Thursday, August 20, 2015

M&A: Determining price and structure

Pricing a company for an acquisition isn’t quite as simple as just carrying out a traditional Discounted Cash Flow analysis. Let me use a sporting analogy, which may make some sense. Sometimes a team seems to pay what is far in excess the market value for a player from another team. And onlookers says something along the lines of, “he was only worth half that.”  But if he’s the player that makes that team complete and the team goes on to win the championship, then clearly, they didn’t overpay.

It’s not entirely different when valuing an acquisition. For example, some of the prevailing thinking among companies right now is that “we will not pay more than the market price for that company.”  It’s understandable in some ways: as soon as a CEO pays over the market price for an acquisition, someone in the financial press is going to mutter “management hubris.”  But what’s important in pricing an acquisition is its value to the buyer and not the value which the market says. That is a conceptual difference where the sophisticated buyers in corporate acquisitions are making a difference.

So let’s say the market is telling a company that a firm should trade at six times it normalized EBITDA and instead, they pay seven to eight times; does it mean they’ve overpaid? Of course, we can’t rule out the possibility that they did.  But if the target company is special to them, meaning that it’s a good strategic fit (just like the seemingly overpriced player that fills the position in the sports analogy), frankly they haven’t overpaid. This is the kind of wisdom that should drive an acquiring firm’s maximum value before entering negotiations.

The market price suggested for the firm or something just below it is a good opening gambit when entering negotiations. It establishes trust between your firm and the target, in that it’s a serious offer, while still giving you flexibility to move the price upward if negotiations lead that way. Keep in mind that the maximum price you establish before negotiations constitute a limit and not a target. Another consideration is the bigger the difference between the market price and your maximum value, the more likely it is that you’ve found a really good target. It’s important to stress here that I would never advocate paying over the value of what a company is worth. What I am saying is that a company’s value essentially depends on the acquirer.

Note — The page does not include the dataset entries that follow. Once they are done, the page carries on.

PR #993, opened 2020-04-24
Feature/dynamic safe z

doppelgrau:
# Description
Enables a dynamic safeZ computation for a nozzle.

# Justification
Saves time on all machines with a slow Z axis. Allows to lower the safeZ to a value where the nozzle will never collide with any part on the table (including the PCB with parts). If a part is attached the nozzle will be raised, until the bottom of the part is at safeZ (if possible, nozzle can never be raised above 0). So a collision even with large parts on the nozzle will be avoided.

# Instructions for Use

This is why the best valuations aren’t quite as simple as estimating the cash flow of the acquired firm; there are lots of specifics to each valuation: are you acquiring access to new markets which will increase the revenue for your existing products? Are there synergies present in the deal which will allow you to significantly cut back on operating costs?  Does the acquisition of the firm provide you with a patent that advance the technology your firm possesses? These are just some of the potential questions that affect the pricing of the value of the target to a firm, but each firm will be asking different questions.

Valuations are underpinned by the structure of the deal. What we’re seeing for in the market at the moment is a 60/40 breakdown of cash and equity but just as with value, this depends on the situation. The old saying, “you name the price and I’ll name the structure,” comes into play. Therefore, in addition to entering negotiations with a negotiation opening price and a ceiling price for the target, you’ve got to keep in mind what concessions you’re willing to give up for the structure: are you happy to provide promissory notes or warrants? How much equity are you willing to give up? How much debt should you take on?


What I hope I have shown here is that reaching the best possible pricing and structure of a deal is an intricate process. It’s different every time – acquiring managers are sometimes surprised at what the target firm’s management value highly and vice versa. Above all, I hope to have shown that by setting parameters for pricing and structure before entering negotiations, acquiring firms give themselves the best opportunity for maximizing the deal.